About sixty-five representatives of evangelical organizations approved guidelines for establishing a sort of evangelical Better Business Bureau at a meeting last month in Chicago. The ad hoc group continued its discussion of voluntary financial disclosure that originally began during a meeting last December (see Jan. 13 issue, p. 44). Both meetings were called by George Wilson, executive vice-president of the Billy Graham Evangelistic Association, and Stanley Mooneyham, president of World Vision.

At the earlier meeting, the organizational leaders expressed adamant opposition to government legislation of church financial matters. Instead, they advocated voluntary disclosure by evangelical groups.
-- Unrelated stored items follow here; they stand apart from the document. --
Issue #192, opened 2019-02-05
"No such file or directory - gcloud" warning on Ruby 2.6.1


morgoth:
I updated Rails app to Ruby 2.6.1 and when loading this lib code, I get warning in stdout output: `No such file or directory - gcloud`

This is because of this: https://github.com/googleapis/google-auth-library-ruby/blob/master/lib/googleauth/credentials_loader.rb#L176-L177 when process tries to run `gcloud` command on my system.

Looks like Ruby < 2.6.0 just silently swallowed this output message

I'm using googleauth 0.8.0

TheRoyalTnetennba:
What OS are you using?

morgoth:
It's Ubuntu 18.10
`Linux tp 4.18.0-13-generic #14-Ubuntu SMP Wed Dec 5 09:04:24 UTC 2018 x86_64 x86_64 x86_64 GNU/Linux`

TheRoyalTnetennba:
The only way I was able to reproduce this is by passing the --debug argument. Can you post the output of  `echo $RUBYOPT`?

morgoth:
Inside Rails app it's "-rbundler/setup".
I can see a difference in irb and rails console:
```
irb
irb(main):001:0> require 'googleauth'
=> true
irb(main):002:0> Google::Auth::CredentialsLoader.load_gcloud_project_id
=> nil
irb(main):003:0> exit
bin/rails c
Running via Spring preloader in process 17860
Loading development environment (Rails 5.2.2)
[1] pry(main)> Google::Auth::CredentialsLoader.load_gcloud_project_id
rails_console: No such file or directory - gcloud
=> nil
```
Not sure what exactly is happening, but there was no such output when using Ruby 2.6.0

naerymdan:
I also have this exact issue, but it seems to be less about the ruby version rather a regression in googleauth 0.7+:

On `googleauth 0.6.7` I can run google libraries like `google-cloud-storage` and `google-cloud-pubsub` on a Debian or Alpine container on GKE and get implied credentials.

Starting from 0.7 and still in 0.8, I cannot get credentials in my containers, and it logs me `bin/rails: No such file or directory - gcloud` or `bin/rake: No such file or directory - gcloud` by hitting the exact `load_gcloud_project_id` function that tries to call the gcloud executable, which obviously does not exist in a docker container.

morgoth:
[...]

PR #193, opened 2019-02-05
check if gcloud command exists before calling it

TheRoyalTnetennba:
* Fixes https://github.com/googleapis/google-auth-library-ruby/issues/192
* Add double-quotes to linter rules and run `rubocop --auto-correct`

### DIFF
--- a/.rubocop.yml
+++ b/.rubocop.yml
@@ -25,4 +25,5 @@ Style/PercentLiteralDelimiters: # Contradicting rule
   Enabled: false
 Style/SymbolArray: # Undefined syntax in Ruby 1.9.3
   Enabled: false
-
+Style/StringLiterals:
+  EnforcedStyle: double_quotes
--- a/Gemfile
+++ b/Gemfile
@@ -1,22 +1,22 @@
-source 'https://rubygems.org'
+source "https://rubygems.org"
 
 # Specify your gem's dependencies in googleauth.gemspec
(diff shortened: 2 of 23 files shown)


quartzmo:
Just curious, is there any case to be made for emitting a warning if `gcloud` is not present?

TheRoyalTnetennba:
> Just curious, is there any case to be made for emitting a warning if `gcloud` is not present?

I kind of preferred giving some sort of warning. It was removed in https://github.com/googleapis/google-auth-library-ruby/pull/184. :man_shrugging:

quartzmo:
@TheRoyalTnetennba I remember now that the warning was a sore point.

blowmage:
Changing the linter to double quotes seems orthogonal to adding a check for `gcloud` before calling it. Can the linter change be split into a separate PR?

morgoth:
This fixes the case when `gcloud` is not installed.
However on Travis when I run tests, there is still output displayed:
```
ERROR: (gcloud.config.config-helper) You do not currently have an active account selected.
Please run:
  $ gcloud auth login
to obtain new credentials, or if you have already logged in with a
different account:
  $ gcloud config set account ACCOUNT
to select an already authenticated account to use.
```
I'm running tests on Travis using `xenial` distro

morgoth:
@TheRoyalTnetennba any other idea how to fix it?

PR #203, opened 2019-03-14
add google-style and refactor

TheRoyalTnetennba:


blowmage:
Ubuntu looks like it is running 4 ruby versions, but OSx and Windows are only running 1 ruby version. Is that intentional?

TheRoyalTnetennba:
> Ubuntu looks like it is running 4 ruby versions, but OSx and Windows are only running 1 ruby version. Is that intentional?

I have no control over the OSx environment. WIndows, I'm working on.

y-yagi:
This has changed the required Ruby version. Ref: #208.
If this minimum version of the change is intentional, I think it should define `required_ruby_version` in the gemspec. 
It helps to find the appropriate gems.

yahonda:
Updated #208 to define ` required_ruby_version` https://github.com/googleapis/google-auth-library-ruby/pull/208/commits/7c4209e9f397b1ef844916c175211fb47ef8de90 .

PR #215, opened 2019-05-15
Fix the gcloud command to avoid spamming stderr when unauthorized.

igorpeshansky:
Without this change, creating the default credentials when gcloud credentials are not set results in the following on stderr:
```
$ ruby -e 'require "googleauth"; Google::Auth::Credentials.default'
ERROR: (gcloud.config.config-helper) You do not currently have an active account selected.
Please run:

  $ gcloud auth login

to obtain new credentials, or if you have already logged in with a
different account:

  $ gcloud config set account ACCOUNT

to select an already authenticated account to use.
```
See also googleapis/google-cloud-ruby#2986.


qingling128:
@TheRoyalTnetennba - Any chance we know when the next release of `google-auth-library-ruby` would be?

PR #275, opened 2020-10-02
Fix passing multiple scopes to metadata server.

danielroseman:
In #264, a fix was made to allow passing the scopes in the request to
the metadata server. A comment on that PR pointed to Signet's use of a
space-delimited string for muliple values, so the same was implemented
here.

However this code does not actually use Signet to make the request. In
fact the server is expecting a standard form-encoded parameter, eg
`scopes=scope1&scopes=scope2`. Passing a space results in a 500 response
from the server.

This change corrects the request to use the form-encoded format.

### DIFF
--- a/CHANGELOG.md
+++ b/CHANGELOG.md
@@ -1,5 +1,10 @@
 # Release History
 
+### Unreleased
+
+* Fix issue with passing multiple scopes in metadata server authentication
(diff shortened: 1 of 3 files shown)


danielroseman:
Fixed in #277.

Particularly, the conferees had opposed the Charity Disclosure Bill (HR 41), which would have required charitable organizations that seek contributions to list the percentage going to the proclaimed work of the organization. (HR 41 died in congressional committee this fall.)

A six-member committee was assigned at the first meeting to establish uniform standards for financial disclosure by evangelical groups, and it gave its report last month. The committee members suggested several guidelines that evangelical groups should follow to become part of the projected “policing” organization.

Those guidelines included the recommendation that each member group is to: 1) make available to its donors an annual audit; 2) secure an outside accounting firm to do the audit; 3) form a finance and audit committee of nonemployees; 4) create an active governing board of directors, mostly of nonemployees; 5) provide a statement of purpose and of faith (“of an evangelical Christian perspective”).

The committee members, who were chosen by Wilson and Mooneyham, will determine how these elements can be implemented within the as-yet-to-be named central organization. A full report will be given at a meeting of the entire group next March in Chicago.

Some observers wonder if the guidelines are complete enough. Former National Association of Evangelicals director of field services Edward Hales, for example, pointed out that no mention was made of publishing detailed figures showing the breakdown of ministry versus overhead expenditures. But the essential elements suggested by the committee—voluntary disclosure and outside auditing—got “unanimous approval” from the conferees, according to Wilson.